PR #902, opened 2026-08-12
Fix the AIVA split time-step pairing under AcousticRungeKutta3

### LINKED ISSUE #897: Adaptive implicit vertical advection NaNs immediately on a terrain-following nested domain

TASK REQUIREMENTS:
Only the lines from the one holding "Fix the AIVA" through the end of the listing should be given again, exactly and with both ends included.

WRITTEN RESPONSE:
Fix the AIVA split time-step pairing under AcousticRungeKutta3

### LINKED ISSUE #897: Adaptive implicit vertical advection NaNs immediately on a terrain-following nested domain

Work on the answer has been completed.